8. Mashable ($2.5 million), the Web 2.0 and social media industry blog was founded by Pete Cashmore in 2005. Cashmore had added an Editor-in-Chief, Managing Editor, COO, CTO, and several staff members since then. Aside from Mashable, which has a number of discrete editorial sections, the company has an events business. Cashmore still does a tremendous amount of the writing, as many as ten posts a day. Cashmore travels extensively and is the face of his company to the industry. Cashmore’s presence at Mashable is at least 50% of its value.

9. Alley Insider Sites/TheBusinessInsider ($2.25 million) This network of sites, started with SiliconAlleyInsider  and has added several new properties including Clusterstock and Greensheet. The main site is now called The Business Insider. The company was founded by Henry Blodget with an investment from former DoubleClick CEO Kevin Ryan. Blodget has brought in several well-regarded journalists lead by former Dealbreaker editor John Carney. The firm has also added Joe Weisenthal as Editor of Clusterstock. The Business Insider now has about a dozen writers and contributors, a publisher, a support staff, and its own ad sales operation. Blodget remains the face of the company, appears on the Tech Ticker videos on Yahoo! which are important to the company’s traffic flow, and writes the majority of the headline pieces at the sites. Without him, the value of the company would go down by two-thirds.

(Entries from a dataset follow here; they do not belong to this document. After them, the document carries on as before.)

PR #237, opened 2022-01-03
add GitHubActions to build for android

leleliu008:


rui314:
Could you read https://github.com/rui314/mold/blob/main/CONTRIBUTING.md and add a `signed-off-by` line to your commit message?

rui314:
This looks a bit too complicated -- it builds various targets on various hosts and downloads some tar file from other repo using `curl`. I think that just build mold by running `make` on a single host (Android on ARM64) would suffice. Do you mind if I ask you to strip this patch down to minimum? I'm not familiar with GitHub actions, but if you don't have time to do that, I'll do that later.

leleliu008:
> and downloads some tar file from other repo using `curl`.

I use the external prebuild runtime dependencies. I don't use the included `/third-party/tbb` and `third-party/xxhash`, beacause the build script should be changed :
https://github.com/rui314/mold/blob/main/Makefile#L165
https://github.com/rui314/mold/blob/main/Makefile#L170

this project need  external prebuild openssl.

PR #241, opened 2022-01-04
Use pkg-config to know where libcrypto resides

sina-ht:
Let Makefile know how to link libcrypto in a directory other than the default
directories by using pkg-config. If you don't have pkg-config, then $(shell)
returns empty.

Signed-off-by: Hiroshi Takekawa <sian.ht@gmail.com>


rui314:
Thanks!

10. Daily Kos ($2 million) Markos Moulitsas started Daily Kos in 2002. The company now has several full-time editorial staff members and over a dozen contributing editors. A very large part of the website is content aggregated from other sites and put together fairly haphazardly. The founder does not have a significant public role in the site’s identity. The company’s two top editors, Susan Gardner and Barbara Morrill, could probably run the site very effectively. If Markos Moulitsas was no longer with Daily Kos it would lose about 85% of its value.